*MATERIAL TO PROCESS:*
::::
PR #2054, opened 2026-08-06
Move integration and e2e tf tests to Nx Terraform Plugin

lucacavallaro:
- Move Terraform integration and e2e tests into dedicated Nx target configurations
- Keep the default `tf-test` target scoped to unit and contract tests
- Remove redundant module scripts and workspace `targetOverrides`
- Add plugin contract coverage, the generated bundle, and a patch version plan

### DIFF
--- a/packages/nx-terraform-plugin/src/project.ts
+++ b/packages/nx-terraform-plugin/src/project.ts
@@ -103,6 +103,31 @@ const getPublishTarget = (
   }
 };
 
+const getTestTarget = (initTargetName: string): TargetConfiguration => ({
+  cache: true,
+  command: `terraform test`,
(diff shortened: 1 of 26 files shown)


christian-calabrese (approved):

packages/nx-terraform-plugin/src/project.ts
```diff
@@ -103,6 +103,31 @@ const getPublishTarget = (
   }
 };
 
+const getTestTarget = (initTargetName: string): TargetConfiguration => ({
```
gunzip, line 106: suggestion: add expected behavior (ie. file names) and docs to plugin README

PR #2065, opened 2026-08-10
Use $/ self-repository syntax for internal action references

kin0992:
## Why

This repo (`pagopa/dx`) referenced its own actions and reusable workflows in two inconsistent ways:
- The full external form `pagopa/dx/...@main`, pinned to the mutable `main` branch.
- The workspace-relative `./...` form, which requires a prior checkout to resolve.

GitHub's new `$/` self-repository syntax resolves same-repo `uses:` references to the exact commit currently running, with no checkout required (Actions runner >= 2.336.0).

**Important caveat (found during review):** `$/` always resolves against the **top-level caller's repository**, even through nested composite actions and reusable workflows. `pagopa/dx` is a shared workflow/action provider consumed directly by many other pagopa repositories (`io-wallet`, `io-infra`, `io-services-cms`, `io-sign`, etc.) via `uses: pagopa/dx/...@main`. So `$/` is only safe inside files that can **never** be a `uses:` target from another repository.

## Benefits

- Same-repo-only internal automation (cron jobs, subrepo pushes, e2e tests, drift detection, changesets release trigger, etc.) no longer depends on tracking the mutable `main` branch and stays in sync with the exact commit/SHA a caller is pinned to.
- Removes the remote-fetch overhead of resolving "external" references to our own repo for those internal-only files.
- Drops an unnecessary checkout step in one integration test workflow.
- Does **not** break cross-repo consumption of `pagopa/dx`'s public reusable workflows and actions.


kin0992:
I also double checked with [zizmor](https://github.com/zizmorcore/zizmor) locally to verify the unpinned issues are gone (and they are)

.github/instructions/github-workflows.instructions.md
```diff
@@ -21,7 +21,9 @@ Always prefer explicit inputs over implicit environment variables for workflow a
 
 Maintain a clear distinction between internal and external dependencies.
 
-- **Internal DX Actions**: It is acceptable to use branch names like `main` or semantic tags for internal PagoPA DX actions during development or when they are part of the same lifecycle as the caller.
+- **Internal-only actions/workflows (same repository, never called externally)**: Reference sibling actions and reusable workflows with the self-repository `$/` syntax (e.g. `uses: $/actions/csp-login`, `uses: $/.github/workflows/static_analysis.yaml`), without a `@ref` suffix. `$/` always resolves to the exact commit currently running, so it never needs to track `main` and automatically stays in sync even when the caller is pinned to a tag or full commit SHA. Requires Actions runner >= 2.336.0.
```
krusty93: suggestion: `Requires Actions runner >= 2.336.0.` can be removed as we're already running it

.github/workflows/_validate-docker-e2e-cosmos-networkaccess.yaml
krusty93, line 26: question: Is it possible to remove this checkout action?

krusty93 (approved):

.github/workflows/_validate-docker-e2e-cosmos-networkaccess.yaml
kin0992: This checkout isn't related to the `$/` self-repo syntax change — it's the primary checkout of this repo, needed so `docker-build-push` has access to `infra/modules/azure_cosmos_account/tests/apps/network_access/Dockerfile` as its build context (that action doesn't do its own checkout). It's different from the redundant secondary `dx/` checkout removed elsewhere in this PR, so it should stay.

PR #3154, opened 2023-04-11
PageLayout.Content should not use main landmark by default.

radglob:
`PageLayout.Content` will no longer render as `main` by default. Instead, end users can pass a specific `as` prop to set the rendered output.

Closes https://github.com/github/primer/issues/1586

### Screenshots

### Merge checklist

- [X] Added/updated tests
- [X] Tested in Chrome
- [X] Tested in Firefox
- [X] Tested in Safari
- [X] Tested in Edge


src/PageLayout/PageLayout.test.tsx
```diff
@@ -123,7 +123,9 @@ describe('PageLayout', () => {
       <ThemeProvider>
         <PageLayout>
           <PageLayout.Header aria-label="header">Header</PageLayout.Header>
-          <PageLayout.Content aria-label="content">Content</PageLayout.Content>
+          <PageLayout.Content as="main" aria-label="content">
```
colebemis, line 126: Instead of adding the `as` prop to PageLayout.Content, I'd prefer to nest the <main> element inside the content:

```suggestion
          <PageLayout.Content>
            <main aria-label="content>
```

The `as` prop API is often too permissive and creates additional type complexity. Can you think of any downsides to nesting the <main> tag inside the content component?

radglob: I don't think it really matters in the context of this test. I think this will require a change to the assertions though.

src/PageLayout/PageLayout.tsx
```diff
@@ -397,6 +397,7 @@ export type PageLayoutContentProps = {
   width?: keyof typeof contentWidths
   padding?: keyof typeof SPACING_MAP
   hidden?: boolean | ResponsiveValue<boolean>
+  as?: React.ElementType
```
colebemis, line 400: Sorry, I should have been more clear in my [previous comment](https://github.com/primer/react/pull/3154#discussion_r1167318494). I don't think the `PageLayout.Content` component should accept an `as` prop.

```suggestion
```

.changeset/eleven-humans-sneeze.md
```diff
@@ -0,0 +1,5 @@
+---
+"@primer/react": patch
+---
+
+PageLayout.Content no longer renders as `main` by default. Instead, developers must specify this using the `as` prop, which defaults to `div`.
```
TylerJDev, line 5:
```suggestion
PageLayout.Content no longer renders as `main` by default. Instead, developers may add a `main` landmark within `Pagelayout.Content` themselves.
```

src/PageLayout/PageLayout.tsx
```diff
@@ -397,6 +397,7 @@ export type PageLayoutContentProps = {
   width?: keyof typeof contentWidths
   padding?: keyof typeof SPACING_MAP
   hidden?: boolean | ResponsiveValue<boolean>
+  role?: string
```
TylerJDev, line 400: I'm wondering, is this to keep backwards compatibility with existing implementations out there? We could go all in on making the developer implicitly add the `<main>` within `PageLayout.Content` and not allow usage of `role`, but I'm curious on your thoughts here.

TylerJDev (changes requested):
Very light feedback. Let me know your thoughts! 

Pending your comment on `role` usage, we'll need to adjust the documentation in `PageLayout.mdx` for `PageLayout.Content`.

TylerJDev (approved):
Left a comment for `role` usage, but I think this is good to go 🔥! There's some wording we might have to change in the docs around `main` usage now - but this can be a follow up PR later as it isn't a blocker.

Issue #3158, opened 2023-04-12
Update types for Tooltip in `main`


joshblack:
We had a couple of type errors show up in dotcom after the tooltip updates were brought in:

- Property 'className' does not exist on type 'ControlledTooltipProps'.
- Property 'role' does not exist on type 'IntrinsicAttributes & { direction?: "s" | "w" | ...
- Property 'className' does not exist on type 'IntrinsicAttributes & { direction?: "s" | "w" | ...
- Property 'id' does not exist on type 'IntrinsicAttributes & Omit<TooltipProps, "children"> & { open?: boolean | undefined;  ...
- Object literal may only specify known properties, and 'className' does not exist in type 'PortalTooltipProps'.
::::
*ABOUT THIS TASK:*
Quote the records from their first line to the line with "referenced its own", inclusive, without adding or dropping anything.

*RESPONSE BELOW:*
PR #2054, opened 2026-08-06
Move integration and e2e tf tests to Nx Terraform Plugin

lucacavallaro:
- Move Terraform integration and e2e tests into dedicated Nx target configurations
- Keep the default `tf-test` target scoped to unit and contract tests
- Remove redundant module scripts and workspace `targetOverrides`
- Add plugin contract coverage, the generated bundle, and a patch version plan

### DIFF
--- a/packages/nx-terraform-plugin/src/project.ts
+++ b/packages/nx-terraform-plugin/src/project.ts
@@ -103,6 +103,31 @@ const getPublishTarget = (
   }
 };
 
+const getTestTarget = (initTargetName: string): TargetConfiguration => ({
+  cache: true,
+  command: `terraform test`,
(diff shortened: 1 of 26 files shown)


christian-calabrese (approved):

packages/nx-terraform-plugin/src/project.ts
```diff
@@ -103,6 +103,31 @@ const getPublishTarget = (
   }
 };
 
+const getTestTarget = (initTargetName: string): TargetConfiguration => ({
```
gunzip, line 106: suggestion: add expected behavior (ie. file names) and docs to plugin README

PR #2065, opened 2026-08-10
Use $/ self-repository syntax for internal action references

kin0992:
## Why

This repo (`pagopa/dx`) referenced its own actions and reusable workflows in two inconsistent ways:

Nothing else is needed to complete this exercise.